As such, math too is always evolving with our understanding, and is applied to various problems, often culture-bound concepts. But while it can be expressed symbolically, with symbols we can manipulate, it's not language. We don't use it the same way. The Greeks used to do geometry with sticks and string to do basic computations. We have computers do math-- which they do very well-- in binary (on and off.)-- well beyond our capacities.

Even across countries, 1,00 may mean 1.00 (number 1 to two places) in India, and look like an error here in the US for 1,000 (meaning one thousand.) With a set formula like scientific notation, it's easy to correct for such local quirks. Math mistakes can cost money, time, and lives. Reading math needs not to be too hard, especially across international commerce. Many local number systems are used traditionally/culturally only, to stand for the number words themselves. Chinese and Japanese certainly have their own traditional symbols for numbers, but it's easy to be fluent in Arabic numerals too, and more useful as it allows for using zero.

But beyond basic math, things get complex. A gander at calculus, topology, algebra, geometry, trignometry, differential equations, statistics, exponential notation, and symbolic logic will show you different notations (greek, etc.) and operations being added to-- or completely replacing-- the basic Arabic numerals.

Computers run on binary (on/off) which is often notated as 0101011... But they can create various symbols as programmed, to express math notation. Unfortunately a lot of advanced math notation is quite hard to type on computers without special software, which is why you see a lot of borrowing of pre-existing symbols. I look forward to the day I see math notations done in emoticons! I know that day is coming.

There is also hexadecimal, often used in codes and computers. These are symbolized by the letters 0-10 + ABCDEF. If you have ever had to input a code key with letters mixed in numbers (but never anything higher than F), that key is likely hexadecimal.

In addition, cryptography often uses substitution codes, and prime numbers also feature in secure communications on computers since they are hard to deduce. For more information on this kind of math, "Things to Do and Make in the 4th Dimension" by Matt Parker has lots on the usefulness of prime numbers in cryptography and banking.

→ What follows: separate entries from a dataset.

Issue #3416, opened 2025-07-25
Prevent Bottom Sheet from getting under the Headroom


bahaaTuffaha:
### Describe the Bug

This problem located at `3231-design-system-web`  about the bottom sheet getting under the headroom on smallViewport because I added `zIndex={10}` to solve mui label text being above the headroom at http://localhost:9000/testumgebung/de/kontaktformular. 

### Steps to Reproduce

1. Checkout to `3231-design-system-web`
2. go to Map.
3. Pull the bottom sheet to the top.

### Expected Behavior

To cover the full screen as it was before.

### Related Issues

The problem came from #3358

### Additional Information

<img width="400" alt="Image" src="https://github.com/user-attachments/assets/73c918bb-3ad3-4401-8fc0-4f8daf0b79e6" />

steffenkleinle:
Done in #3457

PR #3457, opened 2025-08-06
3416: Headroom z-index fix

bahaaTuffaha:
### Short Description

This problem located at 3231-design-system-web about the bottom sheet getting under the headroom on smallViewport.

### Proposed Changes

- Removed the z-index at the headroom.
- Changed the MuiInputLabel zindex to 0.

### Side Effects

Hope none.

### Testing

- Go to http://localhost:9000/testumgebung/de/kontaktformular (Malte).
- scroll down and look if the input labels are above the headroom (header).
- Test the POI bottom sheet.

### Resolved Issues

Fixes: #3416

---

### DIFF
--- a/web/src/components/base/Input.tsx
+++ b/web/src/components/base/Input.tsx
@@ -1,5 +1,12 @@
+import styled from '@emotion/styled'
 import TextField from '@mui/material/TextField'
 import React, { ChangeEvent, ReactElement } from 'react'
+
+const StyledTextField = styled(TextField)`
+  .MuiInputLabel-root {
+    z-index: 0;
+  }
+`
 
 export type InputProps = {
   id: string
@@ -42,7 +49,7 @@ const Input = ({
   }
 
   return (
-    <TextField
+    <StyledTextField
       id={id}
       onClick={onClick}
       onChange={onInputChange}
--- a/web/src/components/base/Input.tsx
+++ b/web/src/components/base/Input.tsx
@@ -1,9 +1,10 @@
 import styled from '@emotion/styled'
+import { inputLabelClasses } from '@mui/material/InputLabel'
 import TextField from '@mui/material/TextField'
 import React, { ChangeEvent, ReactElement } from 'react'
 
 const StyledTextField = styled(TextField)`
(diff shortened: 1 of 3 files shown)


web/src/components/base/Input.tsx
```diff
@@ -1,6 +1,13 @@
+import styled from '@emotion/styled'
 import TextField from '@mui/material/TextField'
 import React, { ChangeEvent, ReactElement } from 'react'
 
+const StyledTextField = styled(TextField)`
+  .MuiInputLabel-root {
+    z-index: 0;
+  }
```
steffenkleinle, line 8: 🙃 Could we change this to
```suggestion
  .${textFieldClasses.root} {
    z-index: 0;
  }
```

steffenkleinle (approved):
Thanks for the fix, lets see if this leads to problems in other places :)

web/src/components/base/Input.tsx
steffenkleinle: My bad, sorry. Copy pasting is not always the best idea 🤦‍♂️

steffenkleinle:
> Found one small issue with this adjustment that the autocomplete suggestion will cover the label partially.

Good catch, that should still be fixed. z-index can be a pain if nested/lots of different things that can be on top/below each other...

web/src/components/base/Input.tsx
```diff
@@ -1,6 +1,17 @@
...
 import TextField from '@mui/material/TextField'
 import React, { ChangeEvent, ReactElement } from 'react'
 
+const StyledTextField = styled(TextField)`
+  .${inputLabelClasses.root} {
+    z-index: 0;
+  }
+
+  input:autofill {
+    transition-delay: calc(infinity * 1s);
```
LeandraH, line 12: ❌ That is a pretty hacky way of not showing a background color. I'm sure you can come up with a more elegant (and understandable) solution :)

LeandraH (commented):
Looks pretty good already, except for that autofill hack :)

LeandraH (approved):
Nice!

Issue #3213, opened 2025-04-18
Show mobile phone number in poi details


steffenkleinle:
### Describe the Problem

The CMS added a new property `mobile_number` to poi contacts. Display the number in the corresponding contact.

### Describe Your Preferred Solution

Add the field to the modal and display the number in the UI.

Example: Two of the contacts of this poi have a mobile phone number set that should be displayed: https://webnext.integreat.app/testumgebung/en/locations/lr 

### Describe Possible Alternatives

N/A

### Related Issues

CMS issue: https://github.com/digitalfabrik/integreat-cms/issues/3497

### Additional Information

API docs: https://digitalfabrik.github.io/integreat-cms/api-docs.html#id12

FreshtaM:
I've added support for displaying the new mobile_number field in POI contact details. The mobile number now shows up in the contact modal if it's set. You can see it in action with the example POI you linked. Let me know if anything needs adjusting.
 Commit url : 
https://github.com/digitalfabrik/integreat-app/commit/42466140e4fc154a497f9e20bf9dbe37bc07d288

PR #3463, opened 2025-08-09
3213: Show mobile phone number in poi details

FreshtaM:
Display the new  mobile_number  field for POI contacts in the Proposed Changes

* Added support for the new `mobile_number` field from the CMS.
* Display the mobile number in the POI contact modal if it Side Effects

* None expected, but this touches the POI contact modal, so worth double-checking other contact fields render as expected.

Testing

* Check that POI contacts with a `mobile_number` have it correctly displayed in the modal.
* Confirm nothing breaks for POIs without a mobile number.
* Test both German and English language views for consistency.

 Resolved Issues: #3213


web/src/assets/index.ts
```diff
@@ -71,6 +72,7 @@ import PoiThumbnailPlaceholderLarge from '../../../assets/poi-thumbnail-placehol
 import PoiThumbnailPlaceholder from '../../../assets/poi-thumbnail-placeholder.jpg'
 
 export {
+  mobileIcon,
```
steffenkleinle, line 75: 🔧 Please stick to the naming conventions here, so UpperCamelCase instead of just camelCase. Also, would be nice to keep this alphabetically sorted.
```suggestion
  MobileIcon,
```

assets/icons/iphone.png
steffenkleinle, line 1: ❌ Could you please use an svg instead of a png here? Otherwise, the icon won't be displayed.
🔧 Please name the icon `mobile.svg` to stay consistent :)

web/src/components/Contact.tsx
```diff
@@ -40,12 +40,12 @@ const Contact = ({
...
-      {!!mobilePhoneNumber && (
+      {!!mobileNumber && (
         <ContactItem
-          iconSource={PhoneIcon}
+          iconSource={mobileIcon}
           iconAlt={t('mobilePhone')}
-          link={`tel:${mobilePhoneNumber}`}
-          content={mobilePhoneNumber}
+          link={`tel:${mobileNumber.replace(/\s/g, '')}`}
+          content={mobileNumber.replace(/\s/g, '')}
```
steffenkleinle, line 48: ❓ Is it actually necessary to replace whitespaces here? I think it should work with whitespaces as well, right?

steffenkleinle (changes requested):
Looks very good already, thank you for your PR! 🎉 
It seems like there are still two problems though:
- The mobile icon is currently not displayed on web, should be fixed by using an svg instead of an png
- This does not work yet for native as we are still using the old `mobilePhoneNumber` there instead of the new `mobileNumber`

Furthermore, there are still a few tests/checks failing :)
Let me know if you need any help with fixing those problems! Thank you 🙏

assets/icons/MobileIcon.svg
```diff
@@ -0,0 +1 @@
+<svg xmlns="http://www.w3.org/2000/svg" width="512" height="512" viewBox="0 0 24 24"><path fill="currentColor" d="M16.73 2.065H7.27a2.386 2.386 0 0 0-2.24 2.5v14.87a2.386 2.386 0 0 0 2.24 2.5h9.46a2.386 2.386 0 0 0 2.24-2.5V4.565a2.386 2.386 0 0 0-2.24-2.5Zm1.24 17.37a1.391 1.391 0 0 1-1.24 1.5H7.27a1.391 1.391 0 0 1-1.24-1.5V4.565a1.391 1.391 0 0 1 1.24-1.5H8.8v.51a1 1 0 0 0 1 1h4.4a1 1 0 0 0 1-1v-.51h1.53a1.391 1.391 0 0 1 1.24 1.5Z"/><path fill="currentColor" d="M10 18.934h4a.5.5 0 0 0 0-1h-4a.5.5 0 0 0 0 1Z"/></svg>
```
steffenkleinle, line 1: 🔧 Please adjust this to a size of 24x24 for consistency :)
```suggestion
<svg xmlns="http://www.w3.org/2000/svg" width="24" height="24" viewBox="0 0 24 24"><path fill="currentColor" d="M16.73 2.065H7.27a2.386 2.386 0 0 0-2.24 2.5v14.87a2.386 2.386 0 0 0 2.24 2.5h9.46a2.386 2.386 0 0 0 2.24-2.5V4.565a2.386 2.386 0 0 0-2.24-2.5Zm1.24 17.37a1.391 1.391 0 0 1-1.24 1.5H7.27a1.391 1.391 0 0 1-1.24-1.5V4.565a1.391 1.391 0 0 1 1.24-1.5H8.8v.51a1 1 0 0 0 1 1h4.4a1 1 0 0 0 1-1v-.51h1.53a1.391 1.391 0 0 1 1.24 1.5Z"/><path fill="currentColor" d="M10 18.934h4a.5.5 0 0 0 0-1h-4a.5.5 0 0 0 0 1Z"/></svg>
```

web/src/components/Contact.tsx
steffenkleinle: I just tried this and it works just fine without the whitespace removal. Since we usually try to limit code to the necessary, I'd prefer to remove this whitespace removal if there is no reason for it? Thank you.

FreshtaM: ok that is good but actually I  tried to remove whitespace  from content it also worked

bahaaTuffaha (commented):
Nice work 🎉
Tested on web and Android ✅

You need to fix `Contact.spec.tsx` there is some `mobilePhoneNumber` that needs replacement.

you can always check these commands before doing commits:
```
yarn test

yarn lint

yarn ts:check

yarn prettier:write
```

native/src/components/Contact.tsx
```diff
@@ -45,12 +45,12 @@ const Contact = ({
           Icon={PhoneIcon}
         />
       )}
-      {!!mobilePhoneNumber && (
+      {!!mobileNumber && (
```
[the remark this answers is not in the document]
FreshtaM: thanks for your suggestion ,  I updated the conditional check in Contact.tsx to use mobileNumber != null instead of !!mobileNumber as per the ESLint recommendation. This makes the logic more explicit and avoids potential issues with falsy values like empty strings or zero. Let me know if you spot anything else!

web/src/components/Contact.tsx
```diff
@@ -40,12 +40,12 @@ const Contact = ({
...
       )}
-      {!!mobilePhoneNumber && (
+      {!!mobileNumber && (
         <ContactItem
-          iconSource={PhoneIcon}
+          iconSource={MobileIcon}
           iconAlt={t('mobilePhone')}
-          link={`tel:${mobilePhoneNumber}`}
-          content={mobilePhoneNumber}
+          link={`tel:${mobileNumber.replace(/\s/g, '')}`}
```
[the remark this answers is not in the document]
bahaaTuffaha: Yeah it sounds like a good idea to strip spaces from `mobileNumber`  at both web and native.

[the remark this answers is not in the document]
lunars97: I think it is better to go without space remover as @steffenkleinle suggested above, so i removed it

native/src/components/Contact.tsx
```diff
@@ -45,12 +45,12 @@ const Contact = ({
           Icon={PhoneIcon}
         />
       )}
-      {!!mobilePhoneNumber && (
+      {mobileNumber != null && (
         <PoiDetailRow
-          externalUrl={`tel:${mobilePhoneNumber}`}
+          externalUrl={`tel:${mobileNumber.replace(/\s/g, '')}`}
```
steffenkleinle, line 50: 🔧 Not needed
```suggestion
          externalUrl={`tel:${mobileNumber}`}
```

steffenkleinle (approved):
Thanks :)

lunars97:
Thank you a lot for your contribution @FreshtaM You did a really nice work here :yellow_heart: As we discussed it, I will now merge it into main :)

In addition, there's a field of number theory. This math analyzes the very concept of number itself. A wonderful book to try is Eugenia Cheng's "How to bake Pi"

An internationally understandable numerical system is very useful for science, overall flow of knowledge, and global commerce, and yes, there's a colonial aspect to all that, as mentioned by others.

Math books written in native languages can be hard to obtain, and when it comes down to the symbols, why not just teach commonly used math symbols, so they can study and use advanced math resources from aboard and use computers to do math? Many mathematicians in the past learned math from books written aboard in foreign languages-- precisely because they could understand (and deduce) the math notation itself.

But to me, if you can do math with stones (mandela game in Africa), abaci, computers, on your fingers, or with checkers, and written symbols, then there is no need to change your language to fit the latest math-- in fact, the only changes needed are to teach it better.